Article last updated: October 22, 2012
Louisiana is one of the few states in the country that is governed by a community property regime for married couples. In addition, it grants certain individuals rights of inheritance. This paper will outline some of these concepts and other estate planning matters.
II. What is Community Property?
A. What is Community Property?
Community property consists of property acquired during the existence of the community property regime through the effort, skill or industry of either spouse; property acquired with community property or with community and separate property unless classified as separate property; and income generated from both separate or community property.
Property in the possession of either spouse during the existence of the community property regime is presumed to be owned by the community, but either spouse may prove that it is not.
C. What is Separate Property?
A spouse’s separate property comprises of property acquired prior to the establishment of a community property regime; property acquired by a spouse with separate property or with separate and community property when the value of the community property is inconsequential; and property acquired by spouse by inheritance or donation.
D. Revenue Generated By Separate Property
Revenue from separate property becomes community property unless reserved as separate property in accordance with prescribed Louisiana forms.
E. Management of Community Property
Each spouse, acting alone, may manage, control and dispose of community property; except that the concurrence of both spouses is required for the alienation, encumbrance or lease of immovable property, furniture and fixtures located within the family home, all or substantially all of the assets of a community business, and movables issued or registered in the name of both spouses.
F. Debts of the Community
An obligation incurred by a spouse during the existence of a community property regime for the common interest of the spouses or for the interest of the other spouse.
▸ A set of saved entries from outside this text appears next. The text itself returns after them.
PR #465, opened 2018-03-13
docs: Bump year automatically

pquentin:

PR #510, opened 2018-04-23
Docs bump year

pquentin:
As a follow-up to #465 after @Fuyukai's https://github.com/python-trio/trio/pull/465#issuecomment-379252669.

### DIFF
--- a/docs/source/conf.py
+++ b/docs/source/conf.py
@@ -84,7 +84,7 @@ master_doc = 'index'
 # General information about the project.
 project = 'Trio'
 year = datetime.datetime.utcnow().year
-copyright = '{}, Nathaniel J. Smith'.format(year)
+copyright = '2017–{}, Nathaniel J. Smith'.format(year)
 author = 'Nathaniel J. Smith'
 
 # The version info for the project you're documenting, acts as replacement for
--- a/docs/source/conf.py
+++ b/docs/source/conf.py
@@ -17,6 +17,7 @@
 # add these directories to sys.path here. If the directory is relative to the
 # documentation root, use os.path.abspath to make it absolute, like shown here.
 #
+import datetime
 import os
 import sys
 # For our local_customization module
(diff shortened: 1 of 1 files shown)


njsmith:
I'm sorry I've been procrastinating so much on making a decision here! I am being indecisive because this is obscure legal stuff that probably doesn't matter too much or... does it? Well, probably not enough to actually talk to a lawyer. But then I have to decide! Etc. **But** that's still no excuse to leave you hanging.

So, as far as I understand:

* Copyright notices don't really... do that much. They don't need to be present, or accurate, for copyright to apply. But they can give you a somewhat better position in court if you do have to go to court, and they're cheap, so people generally use them: https://en.wikipedia.org/wiki/Copyright_notice#Reasons_to_include_an_optional_copyright_notice
* Once a copyright notice is added, they can never ever be removed (b/c all the standard OSS licenses require that they be kept as a condition of having a license at all). Technically this even applies to copyright statements that are flat-out inaccurate. Unless the courts decided it didn't, I guess, because of some public interest consideration or something, look I'm not an IP lawyer.
* There is a rule for what they're supposed to look like: https://en.wikipedia.org/wiki/Copyright_notice#Form_of_notice_for_visually_perceptible_copies
  * Basically: "ⓒ [year] [owner]", where "year" is the "year of first publication", which is awkward here because it was originally intended for like, books, which are generally published once and then never changed. I think for our purposes basically any content changes count as a "new publication". Maybe?

Options:

* Merge this. I have some nervousness that automatically changing the year will lead to an incorrect notice that can never be removed. I guess in fact it's sort of inevitable since all software eventually becomes unmaintained. OTOH that's a long time from now and by definition will be someone else's problem. Also, seriously Nathaniel no-one cares about these technicalities. Practically every package on PyPI has broken licensing because [setuptools doesn't provide any way to comply with a term that's present in every OSS license](https://github.com/pypa/packaging-problems/issues/41). This has literally zero practical consequences.

* Decide to just keep it 2017 forever because again, who cares, and that's certainly not wrong. This is also a very popular strategy (more because of laziness than intention).

* Put something like "Copyright Ⓒ 2017 and later, Nathaniel J. Smith and contributors", and figure that that will be accurate forever.

smurfix:
> Put something like "Copyright Ⓒ 2017 and later, Nathaniel J. Smith and contributors", and figure that that will be accurate forever.

+1

Issue #1329, opened 2019-12-03
Accessing unavailable attributes gives a confusing error


pquentin:
When I access a variable that does not exist in Trio, I get this error message:

```
>>> import trio
>>> trio.stuff
Traceback (most recent call last):
  File "<stdin>", line 1, in <module>
  File "/Users/quentin/.virtualenvs/connectors-watcher/lib/python3.6/site-packages/trio/_deprecate.py", line 125, in __getattr__
    raise AttributeError(name)
AttributeError: stuff
```

And Sentry displays it like this:

![Capture d’écran 2019-12-03 à 08 59 17](https://user-images.githubusercontent.com/42327/70035673-3f12a980-15ab-11ea-8190-cb7e9073ec5d.png)

Why is it confusing, you might say? The error is raised from `_deprecate.py` and I thought it was only a deprecation warning, but in fact it did not work at all.

I would have expected the standard behavior:

```
>>> import asyncio
>>> asyncio.stuff
Traceback (most recent call last):
  File "<stdin>", line 1, in <module>
AttributeError: module 'asyncio' has no attribute 'stuff'
>>>
```

njsmith:
Hmm, that's tricky.

The reason it's being raised from `_deprecate.py` is because `_deprecate.py` checks access to undefined attributes on `trio`, because for deprecated attributes it needs to issue a deprecation warning and then return the real value. But once it's intercepted the attribute lookup to handle deprecated attributes, it *has* to handle it somehow, so if the name *isn't* a deprecated attribute then it has to raise `AttributeError` itself.

I don't know how to make the traceback match what you were expecting :-/ I guess we could do some hack, like drop the first frame from the traceback?

pquentin:
Yes, dropping the first frame would work for me. We already go out of our way to produce beautiful tracebacks in other cases (https://vorpus.org/blog/beautiful-tracebacks-in-trio-v070/), would you consider it to be acceptable in this case? I'm also happy to close the issue as I now understand it.

pquentin:
Closed in #1330 thanks to @dhirschfeld who is now part of the team. :)

PR #1330, opened 2019-12-03
Improve module-level AttributeError message

dhirschfeld:
This PR improves the error message by specifying the module name and also renames `_deprecate.py --> _check_attrs.py` as it might be somewhat misleading for an actual `AttributeError` to be raised from a module named `_deprecate.py`. This latter change might be controversial?

```python
In [1]: import trio

In [2]: trio.stuff

  File "<ipython-input-2-558a186a1b55>", line 1, in <module>
    trio.stuff

  File "c:\users\dhirschf\code\github\python-trio\trio\trio\_check_attrs.py", line 125, in __getattr__
    raise AttributeError(msg)

AttributeError: module 'trio' has no attribute 'stuff'
```

### DIFF
--- a/.gitignore
+++ b/.gitignore
@@ -31,6 +31,7 @@ __pycache__/
 .installed.cfg
 *.egg
 /.pybuild
+pip-wheel-metadata/
 
 # Installer logs
 pip-log.txt
@@ -64,3 +65,6 @@ coverage.xml
 
 # Sphinx documentation
 doc/_build/
+
+# PyCharm
+.idea/
--- a/trio/_deprecate.py
+++ b/trio/_deprecate.py
@@ -122,7 +122,8 @@ class _ModuleWithDeprecations(ModuleType):
             )
             return info.value
 
-        raise AttributeError(name)
+        msg = "module '{}' has no attribute '{}'"
+        raise AttributeError(msg.format(self.__name__, name))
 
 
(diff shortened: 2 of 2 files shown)


dhirschfeld:
Not sure if this is a useful change or not - I just felt like scratching an itch so feel free to take it or leave it...

If there is any interest in merging I'm happy to fix the usage of format strings (or make any other desired changes)

dhirschfeld:
Fixes #1329

pquentin:
This looks good to me and would solve my issue, thanks! Let's see what others think.

njsmith:
I like the new message, that definitely makes things clearer. Renaming `_deprecate.py` feels weird though... it has a bunch of deprecation-related features, and this is just one of them. And it doesn't really have attribute checking features at all.

I feel like the new message alone is likely enough to make things clear? If we really want to emphasize it, then we could even say "(accessed at {file}:{line})". (Or I mentioned removing the last traceback frame before, which would also work, except on further thought not I'm not sure it's possible in this case – it's hard to do with an exception until after you catch it.)

pquentin:
I would also be happy with only the message change :+1:

dhirschfeld:
> *I would also be happy with only the message change*

Done!

I kept the gitignore changes though under the assumption that if they're useful to me they must be useful to someone else also....

PR #784, opened 2018-11-26
ci: re-enable 3.8-dev coverage reports

pquentin:
The coverage.py bugs appear to have been fixed, let's see if that fixes our problem!

Issue #75, opened 2017-03-10
Dropping python 3.5 support?


njsmith:
Advantages of going to 3.6+:

* f strings
* the `__aiter__` mess goes away
* native async generators → slightly nicer tracebacks
* idempotent call_soon becomes guaranteed FIFO (not sure anyone cares but hey)

Disadvantages:
* 3.6 final won't be in any ubuntu release until 17.04
* there's no pypy 3.6 (but pypy 3.5 does have f-string support at least)
* some complications on RTD

My feeling is that it's not quite time to drop 3.5 support, but it wouldn't be too bad to start allowing f-strings in the medium term. And beyond that pypy becomes the gating factor.

dimaqq:
Odd opinion -- I live in 3.6 only world since b2.
wrt. distro -- that's where pyenv comes in :) or docker
pypy is a bummer, but then again I don't see many projects start with pypy.

What are the options?
* maintain 2 branches
* 1 branch, "dumb" code only
* recommend 3.6 (examples, etc.) just be careful to allow 3.5

njsmith:
We're definitely not going to maintain 2 branches :-). It's more about when the benefits outweigh the costs. The benefits are currently pretty minor, and as a practical-oriented project we want to avoid creating annoyances for users when possible (and "can't run on ubuntu without weird setup" is definitely an annoyance in these days when so many people run ubuntu servers).

Victor-Savu:
Personally, I don't even use the distro-provided python: `pyenv` ftw!

njsmith:
Well, here's a legitimate argument in favor of dropping support for CPython 3.5: the MacOS releases use an ancient openssl that's making it difficult to properly test our ssl support (https://github.com/pyca/pyopenssl/issues/624)

joernheissler:
> we want to avoid creating annoyances for users when possible (and "can't run on ubuntu without weird setup" is definitely an annoyance in these days when so many people run ubuntu servers).

Current Ubuntu LTS ships cpython 3.6.
But I use Debian on several of my systems and it won't be before end of 2019 that I can move them to Debian Buster which will have cpython 3.7 (or 3.8?)

Of course I could use pyenv, but I prefer to use the system's python installation.

Next CentOS/RHEL (probably released beginning of 2019) will have cpython 3.6.6 from what I can see.

In my opinion, a good date to drop python 3.5 support would be some time after next debian release, i.e. mid/end 2019.

njsmith:
[...]

PR #1339, opened 2019-12-16
Enable Python 3.8 coverage

pquentin:
We now test Python 3.8 on Windows, so I rebased the commits of https://github.com/python-trio/trio/pull/784 on top of master (without using coverage master). I don't know how to configure Azure Pipelines on my fork, so here's a PR. It's only a draft because I first want to see if we see the same things.

### DIFF
--- a/ci.sh
+++ b/ci.sh
@@ -267,14 +267,10 @@ else
         netsh winsock reset
     fi
 
-    # Disable coverage on 3.8 until we run 3.8 on Windows CI too
-    #   https://github.com/python-trio/trio/pull/784#issuecomment-446438407
-    if [[ "$(python -V)" = Python\ 3.8* ]]; then
-        true;
     # coverage is broken in pypy3 7.1.1, but is fixed in nightly and should be
     # fixed in the next release after 7.1.1.
     # See: https://bitbucket.org/pypy/pypy/issues/2943/
-    elif [[ "$TRAVIS_PYTHON_VERSION" = "pypy3" ]]; then
+    if [[ "$TRAVIS_PYTHON_VERSION" = "pypy3" ]]; then
         true;
     else
         # Flag pypy and cpython coverage differently, until it settles down...
--- a/trio/_util.py
+++ b/trio/_util.py
@@ -72,9 +72,12 @@ else:
 if sys.version_info < (3, 5, 2):
 
     def aiter_compat(aiter_impl):
-        @wraps(aiter_impl)
+        # de-sugar decorator to fix Python 3.8 coverage issue
+        # https://github.com/python-trio/trio/pull/784#issuecomment-446438407
         async def __aiter__(*args, **kwargs):
             return aiter_impl(*args, **kwargs)
+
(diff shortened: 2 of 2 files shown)


pquentin:
> We could wait to re-enable coverage until 3.8 is actually released. That would at least handle the `fromshare` issue...
>
> _Originally posted by @njsmith in https://github.com/python-trio/trio/pull/784#issuecomment-446438407_

Indeed, we get the fromshare fix for free. However, that does not fix the aiter_compat issue that we use for 3.5.0 and 3.5.1. I don't really know how to fix it. Here is the full code:

https://github.com/python-trio/trio/blob/d47e018d84862eecd9a896bf127159436a473494/trio/_util.py#L72-L83

I don't even understand how that works. The idea is to fix https://bugs.python.org/issue27243, but with something more generic than https://github.com/aio-libs/aiohttp/commit/7276cc913741d79822e04adffc20905659c90a96. I cant't use a if inside the def since we want to define the functions in both case. And I tried to desugar but it didn't work.

I'm sure @njsmith can come up with a clever fix but I'd rather drop support for Python 3.5 as I think we reached consensus in #75.

ci.sh
```diff
@@ -267,14 +267,10 @@ else
         netsh winsock reset
     fi
 
-    # Disable coverage on 3.8 until we run 3.8 on Windows CI too
-    #   https://github.com/python-trio/trio/pull/784#issuecomment-446438407
-    if [[ "$(python -V)" = Python\ 3.8* ]]; then
-        true;
     # coverage is broken in pypy3 7.1.1, but is fixed in nightly and should be
     # fixed in the next release after 7.1.1.
     # See: https://bitbucket.org/pypy/pypy/issues/2943/
```
njsmith: I guess 7.2.0 is out, so possibly we can remove this too...

trio/_util.py
```diff
@@ -72,9 +72,11 @@ def signal_raise(signum):
 if sys.version_info < (3, 5, 2):
 
     def aiter_compat(aiter_impl):
-        @wraps(aiter_impl)
+        # de-sugar decorator to fix Python 3.8 coverage issue
+        # https://github.com/python-trio/trio/pull/784#issuecomment-446438407
         async def __aiter__(*args, **kwargs):
             return aiter_impl(*args, **kwargs)
+        __aiter__ = wraps(aiter_impl)
```
njsmith:
```suggestion
        __aiter__ = wraps(aiter_impl)(__aiter__)
```

ci.sh
pquentin: I want to try that next. 👍

trio/_util.py
pquentin: Thanks! I just did that. I'll worry about dropping 3.5 in another pull request.

pquentin:
>  python-trio.trio Expected — Waiting for status to be reported 

Not sure why it's not reported. Closing/reopening.

pquentin:
Closing/reopening to see if I get `python-trio.trio` check this time

pquentin:
@njsmith Could you please take another look? Thanks!

PR #1351, opened 2019-12-28
Deadline setting performance

Tronic:
A continuation of #1234.


Tronic:
Improved performance of CancelScope deadline management.

- Refactor deadlines into a separate class easily modified to support different algorithms
- Use `heapq` to track deadlines instead of `SortedDict`
- Removing entries in the middle is a slow operation, and thus must be performed only occasionally
   * Triggered by (arbitrary) condition: `len(heap) > active_count * 2 + 1000`

Tronic:
HTTP server benchmark
```python
import trio

async def http_server(sock):
    try:
        with trio.CancelScope() as cs:
            while True:
                cs.deadline = trio.current_time() + 15.0  # Idle
                buf = await sock.receive_some()
                cs.deadline = trio.current_time() + 30.0  # Request
                while b"\r\n\r\n" not in buf:
                    data = await sock.receive_some()
                    if not data: return
                    buf += data
                cs.deadline = trio.current_time() + 60.0  # Response
                await sock.send_all(
                    b"HTTP/1.1 200 OK\r\ncontent-type:text/plain\r\ncontent-length:6\r\n\r\nhello\n"
                )
    except trio.BrokenResourceError:
        pass

trio.run(trio.serve_tcp, http_server, 5000)
```

Benchmarking with `wrk http://127.0.0.1:5000/`:

Benchmark | req/s
--- | ---
master | 11000
faster-deadlines2 | 13800
no deadlines | 20800

The no deadlines test has the deadline setting rows of the above code commented out. In that, results do not differ between this PR and master.

dkwolfe4:
> * Removing entries in the middle is a slow operation, and thus must be performed only occasionally

Perhaps popping the end entry off and replacing the one to be removed?

Tronic:
> > * Removing entries in the middle is a slow operation, and thus must be performed only occasionally
> 
> Perhaps popping the end entry off and replacing the one to be removed?

Would you mind implementing that and benchmarking to see how it performs?

njsmith:
Closing in favor of #1629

Again, there is a presumption that obligations are community obligations.
G. Separate Debts of a Spouse
An obligation incurred prior to the establishment of a community property regime or incurred during the existence of the community property regime not for the common interest of both spouses.
III. Renunciation of Community Property Regime
A. Prior to marriage, spouses may execute a matrimonial agreement to the effect that they shall not be subjected to the laws of community property. Such an agreement can include many provisions, the most customary of which merely states that there shall be no community regime in this marriage.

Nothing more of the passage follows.